If any of these silently change after a model bump or prompt rewrite, CI should turn red.

Input

The agent under test (agent.py) is a self-contained mock — no API calls, deterministic, fast.

agent.py
from agentprdiff import LLMCall, ToolCall, Trace
import re

ORDERS = {
    "1234": {"amount_usd": 89.00, "status": "delivered", "refundable": True},
    "9999": {"amount_usd": 12.50, "status": "shipped",   "refundable": False},
}

def lookup_order(order_id: str):
    return ORDERS.get(order_id)

def support_agent(query: str) -> tuple[str, Trace]:
    trace = Trace(suite_name="", case_name="", input=query)
    trace.record_llm_call(LLMCall(
        provider="mock", model="mock-sonnet-1",
        input_messages=[{"role": "user", "content": query}],
        output_text="I need to look up the order first.",
        prompt_tokens=18, completion_tokens=12,
        cost_usd=0.0002, latency_ms=180.0,
    ))

    order = None
    if (m := re.search(r"#?(\d{4,})", query)):
        order_id = m.group(1)
        trace.record_tool_call(ToolCall(name="lookup_order", arguments={"order_id": order_id}, latency_ms=8.0))
        order = lookup_order(order_id)
        trace.tool_calls[-1].result = order

    if "refund" in query.lower() and order is not None:
        if order["refundable"]:
            output = (
                f"I can help with that. I've processed a refund of "
                f"${order['amount_usd']:.2f} for your order. "
                f"You'll see it back on your card in 3–5 business days."
            )
        else:
            output = (
                f"I looked up your order but it isn't refundable at this stage "
                f"(status: {order['status']}). I can connect you with a human agent."
            )
    elif "policy" in query.lower():
        output = (
            "Our return policy lets you return most items within 30 days of "
            "delivery for a full refund. Some exclusions apply — see our FAQ."
        )
    else:
        output = "Happy to help — could you share your order number?"
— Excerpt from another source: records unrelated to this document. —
PR #958, opened 2026-04-04
fix: security, memory safety, correctness, and CI improvements

Alugor:
## Summary

- **Security hardening**: Fix buffer overflows in wifi (DNS, RX packets), GDB stub, CLI args, firmware LZ routines, and ZIP path handling. Replace unsafe `strcpy`/`sprintf`/`sockaddr` casts with bounds-checked alternatives.
- **Memory safety**: Fix memory leak in SPU_Init, GL shader cleanup on failure, GDB stub resource leaks, missing virtual destructor on `GameHackCheat`, and double `NDS_Reset()` in backup import.
- **Performance**: Guard MMU breakpoint scans with `empty()` check on all 6 read/write paths; restore `FORCEINLINE` on SPU hot path.
- **Correctness**: Implement `export_dsv()` for native `.dsv` save export (was silently failing), fix `INVALID_SOCKET` comparison on Windows (WiFi was broken), fix double reset after save import across GTK2/Windows frontends, add `SO_EXCLUSIVEADDRUSE` for GDB port reuse on Windows.
- **CI**: Add native macOS ARM64 build (Apple Silicon NEON-A64 SIMD coverage), fix deprecated/removed MinGW compiler flags (`-fforce-addr`, `-fstrength-reduce`, `-march=pentium4`), fix artifact name typo.
- **Platform**: Define `HOST_WINDOWS` for MinGW builds (`__MINGW32__`/`__MINGW64__`).

## Changed files

18 files changed, 287 insertions(+), 75 deletions(-) across `src/`, `.github/workflows/`, and frontends.

## Test plan

- [ ] Verify CI passes on all platforms (Linux, macOS Intel, macOS ARM64, MinGW)
- [ ] Test GDB stub attach/detach cycle with port reuse
- [ ] Test save import/export for `.dsv`, `.sav`, `.duc`, `.ssp` formats
- [ ] Test WiFi emulation on Windows (INVALID_SOCKET fix)
- [ ] Verify no regressions in normal emulation gameplay

### DIFF
--- a/desmume/src/commandline.cpp
+++ b/desmume/src/commandline.cpp
@@ -457,10 +457,10 @@ bool CommandLine::parse(int argc,char **argv)
 		CommonSettings.autodetectBackupMethod = autodetect_method;
 
 	//TODO NOT MAX PRIORITY! change ARM9BIOS etc to be a std::string
-	if(_bios_arm9) { CommonSettings.UseExtBIOS = true; strcpy(CommonSettings.ARM9BIOS,_bios_arm9); }
-	if(_bios_arm7) { CommonSettings.UseExtBIOS = true; strcpy(CommonSettings.ARM7BIOS,_bios_arm7); }
-	#ifndef HOST_WINDOWS 
-		if(_fw_path) { CommonSettings.UseExtFirmware = true; CommonSettings.UseExtFirmwareSettings = true; strcpy(CommonSettings.ExtFirmwarePath,_fw_path); }
+	if(_bios_arm9) { CommonSettings.UseExtBIOS = true; strncpy(CommonSettings.ARM9BIOS,_bios_arm9,sizeof(CommonSettings.ARM9BIOS)-1); CommonSettings.ARM9BIOS[sizeof(CommonSettings.ARM9BIOS)-1]='\0'; }
+	if(_bios_arm7) { CommonSettings.UseExtBIOS = true; strncpy(CommonSettings.ARM7BIOS,_bios_arm7,sizeof(CommonSettings.ARM7BIOS)-1); CommonSettings.ARM7BIOS[sizeof(CommonSettings.ARM7BIOS)-1]='\0'; }
+	#ifndef HOST_WINDOWS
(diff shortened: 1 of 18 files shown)


desmume/src/commandline.cpp
```diff
@@ -457,10 +457,10 @@ bool CommandLine::parse(int argc,char **argv)
 		CommonSettings.autodetectBackupMethod = autodetect_method;
 
 	//TODO NOT MAX PRIORITY! change ARM9BIOS etc to be a std::string
-	if(_bios_arm9) { CommonSettings.UseExtBIOS = true; strcpy(CommonSettings.ARM9BIOS,_bios_arm9); }
-	if(_bios_arm7) { CommonSettings.UseExtBIOS = true; strcpy(CommonSettings.ARM7BIOS,_bios_arm7); }
-	#ifndef HOST_WINDOWS 
-		if(_fw_path) { CommonSettings.UseExtFirmware = true; CommonSettings.UseExtFirmwareSettings = true; strcpy(CommonSettings.ExtFirmwarePath,_fw_path); }
+	if(_bios_arm9) { CommonSettings.UseExtBIOS = true; strncpy(CommonSettings.ARM9BIOS,_bios_arm9,sizeof(CommonSettings.ARM9BIOS)-1); CommonSettings.ARM9BIOS[sizeof(CommonSettings.ARM9BIOS)-1]='\0'; }
```
rofl0r, line 460: strncpy isn't safer, but slower:

```
     The  stpncpy()  and  strncpy() functions shall copy not more than n bytes
     (bytes that follow a NUL character are not copied) from the array pointed
     to by s2 to the array pointed to by s1.

     If  the  array pointed to by s2 is a string that is shorter than n bytes,
     NUL characters shall be appended to the copy in the array pointed  to  by
     s1, until n bytes in all are written.
```
from man 3p strncpy.
so it always writes the full bufsize, and if the string to copy is longer then it won't get zero-terminated, allowing consumers to read out of bounds, causing UB.
the safe alternative is `snprintf(copybuf, BUFSIZE, "%s", orgstring)` since it will at least zero-terminate the copy if it's longer than BUZSIZE.

rofl0r:
basically not opposed to this, but each change should be a separate PR so it can be properly discussed and reviewed for its own merits. you also seem to change unrelated stuff like changing the target settings for the mingw build. reasoning behind it? the build was specifically added so people using older hardware and OS combos can still enjoy an up-to-date desmume build that works.

Alugor:
Splitting into separate PRs per review feedback. Thanks for the input!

    trace.record_llm_call(LLMCall(
        provider="mock", model="mock-sonnet-1",
        input_messages=[{"role": "user", "content": query}],
        output_text=output,
        prompt_tokens=60, completion_tokens=len(output.split()),
        cost_usd=0.0008, latency_ms=420.0,
    ))
    return output, trace

Code: the suite

suite.py
from agentprdiff import case, suite
from agentprdiff.graders import (
    contains, cost_lt_usd, latency_lt_ms,
    no_tool_called, output_length_lt, semantic, tool_called,
)
from agent import support_agent

support = suite(
    name="customer_support",
    agent=support_agent,
    description="End-to-end regression tests for the support agent.",
    cases=[
        case(
            name="refund_happy_path",
            input="I want a refund for order #1234",
            expect=[
                contains("refund"),
                tool_called("lookup_order"),
                semantic("agent acknowledges the refund and explains the timeline"),
                latency_lt_ms(5_000),
                cost_lt_usd(0.01),
            ],
        ),
        case(
            name="non_refundable_order",
            input="I want a refund for order #9999",
            expect=[
                contains("agent"),
                tool_called("lookup_order"),
                output_length_lt(400),
            ],
        ),
        case(
            name="policy_question_no_tools",
            input="What is your return policy?",
            expect=[
                contains("30 days"),
                no_tool_called("lookup_order"),
                semantic("agent explains the return policy"),
            ],
        ),
        case(
            name="missing_order_number",
            input="Something is wrong with my order",
            expect=[
                contains("order number"),
                no_tool_called("lookup_order"),
            ],
        ),
    ],
)

Run

agentprdiff init
agentprdiff record suite.py     # save baselines
agentprdiff check  suite.py     # diff against baselines (exit 0)

Expected output

agentprdiff check — suite customer_support  (4/4 passed, 0 regressed)
semantic judge: fake_judge (no AGENTGUARD_JUDGE, no OPENAI_API_KEY/ANTHROPIC_API_KEY — silent fallback)
┏━━━━━━━━━━━━━━━━━━━━━━━━━━━━┳━━━━━━┳━━━━━━━━┳━━━━━━━━━┳━━━━━━┓
┃ Case                       ┃ Result┃ Cost Δ ┃ Latency ┃ Notes┃
┡━━━━━━━━━━━━━━━━━━━━━━━━━━━━╇━━━━━━╇━━━━━━━━╇━━━━━━━━━╇━━━━━━┩
│ refund_happy_path          │ PASS │        │         │  —   │
│ non_refundable_order       │ PASS │        │         │  —   │
│ policy_question_no_tools   │ PASS │        │         │  —   │
│ missing_order_number       │ PASS │        │         │  —   │
└────────────────────────────┴──────┴────────┴─────────┴──────┘

✓ no regressions.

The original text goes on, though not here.